(Stored items)
PR #393, opened 2021-01-28
samd21 device adding support in USB and gpio

jaredwolff:
Related to @bradleyharden's recent PR #371. Leaving the old but also adding the new for folks who want to transition to v2. I left the old stuff but wasn't sure if it was even necessary. Happy to make adjustments as need be!


bradleyharden:
@jaredwolff, I just saw this. You shouldn't need to modify existing code at all to be compatible with the new GPIO module. You only need to perform a conversion between v1 and v2 Pin types. The v1 Pin type is now implemented as a newtype wrapper of the corresponding v2 Pin, so the conversion is trivial, and I have From/Into implementations for it.

In this specific case, if you're using v2 Pins but want to use the ADC module, just do

```rust
let Pa8<_> = pins.pa08.into()
```
where `pins` is from v2 and `Pa8` is a v1 type.

I still owe you some better documentation for migration. I think that will help. I've been trying to finish up my SPI module. Now that it's in a PR, I'll drop back and look at the docs.

jaredwolff:
Ahh I totally missed that @bradleyharden. I'll give it a whirl and report back.

jaredwolff:
I'm going to close this PR and we can discuss more in #403 403

PR #714, opened 2024-01-08
Fix all clippy lints

### LINKED ISSUE #574: Consider running clippy more aggressively

jbeaurivage:
# Summary
Fix all HAL clippy lints.

Also up for debate: I've switched the CI build step to clippy, and having it deny all clippy warnings. However some might think that it is too aggressive.

Closes #574.

# Checklist

### DIFF
--- a/.github/pull_request_template.md
+++ b/.github/pull_request_template.md
@@ -4,7 +4,7 @@
 # Checklist
   - [ ] `CHANGELOG.md` for the BSP or HAL updated
   - [ ] All new or modified code is well documented, especially public items
-  - [ ] No new warnings or clippy suggestions have been introduced (see CI or check locally)
+  - [ ] No new warnings or clippy suggestions have been introduced - CI will **deny** clippy warnings by default! You may `#[allow]` certain lints where reasonable, but ideally justify those with a short comment. 
 
 ## If Adding a new Board
   - [ ] Board CI added to `crates.json`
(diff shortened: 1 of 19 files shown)


ianrrees:
I like the idea of requiring a clean Clippy pass in CI - it seems like overall there's less headache in preventing the warnings at the outset, vs everyone ignoring them in later development

jbeaurivage:
Sounds good. That doesn't mean we should blindly follow clippy's advice all the time; `#[allow]`ing certain lints is totally acceptable, but I think we should try to explain why we're allowing it with a comment where reasonable.

ianrrees:
Showing my ignorance here: does clippy also build the code?  Just wondering if there might be some kinds of issue that would pass `cargo clippy` but not `cargo build` - if so we might want CI to do both

jbeaurivage:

INSTRUCTIONS TO FOLLOW:
Please transcribe each of the entries, exactly as written.

ANSWER BOX:
PR #393, opened 2021-01-28
samd21 device adding support in USB and gpio

jaredwolff:
Related to @bradleyharden's recent PR #371. Leaving the old but also adding the new for folks who want to transition to v2. I left the old stuff but wasn't sure if it was even necessary. Happy to make adjustments as need be!


bradleyharden:
@jaredwolff, I just saw this. You shouldn't need to modify existing code at all to be compatible with the new GPIO module. You only need to perform a conversion between v1 and v2 Pin types. The v1 Pin type is now implemented as a newtype wrapper of the corresponding v2 Pin, so the conversion is trivial, and I have From/Into implementations for it.

In this specific case, if you're using v2 Pins but want to use the ADC module, just do

```rust
let Pa8<_> = pins.pa08.into()
```
where `pins` is from v2 and `Pa8` is a v1 type.

I still owe you some better documentation for migration. I think that will help. I've been trying to finish up my SPI module. Now that it's in a PR, I'll drop back and look at the docs.

jaredwolff:
Ahh I totally missed that @bradleyharden. I'll give it a whirl and report back.

jaredwolff:
I'm going to close this PR and we can discuss more in #403 403

PR #714, opened 2024-01-08
Fix all clippy lints

### LINKED ISSUE #574: Consider running clippy more aggressively

jbeaurivage:
# Summary
Fix all HAL clippy lints.

Also up for debate: I've switched the CI build step to clippy, and having it deny all clippy warnings. However some might think that it is too aggressive.

Closes #574.

# Checklist

### DIFF
--- a/.github/pull_request_template.md
+++ b/.github/pull_request_template.md
@@ -4,7 +4,7 @@
 # Checklist
   - [ ] `CHANGELOG.md` for the BSP or HAL updated
   - [ ] All new or modified code is well documented, especially public items
-  - [ ] No new warnings or clippy suggestions have been introduced (see CI or check locally)
+  - [ ] No new warnings or clippy suggestions have been introduced - CI will **deny** clippy warnings by default! You may `#[allow]` certain lints where reasonable, but ideally justify those with a short comment. 
 
 ## If Adding a new Board
   - [ ] Board CI added to `crates.json`
(diff shortened: 1 of 19 files shown)


ianrrees:
I like the idea of requiring a clean Clippy pass in CI - it seems like overall there's less headache in preventing the warnings at the outset, vs everyone ignoring them in later development

jbeaurivage:
Sounds good. That doesn't mean we should blindly follow clippy's advice all the time; `#[allow]`ing certain lints is totally acceptable, but I think we should try to explain why we're allowing it with a comment where reasonable.

ianrrees:
Showing my ignorance here: does clippy also build the code?  Just wondering if there might be some kinds of issue that would pass `cargo clippy` but not `cargo build` - if so we might want CI to do both

jbeaurivage:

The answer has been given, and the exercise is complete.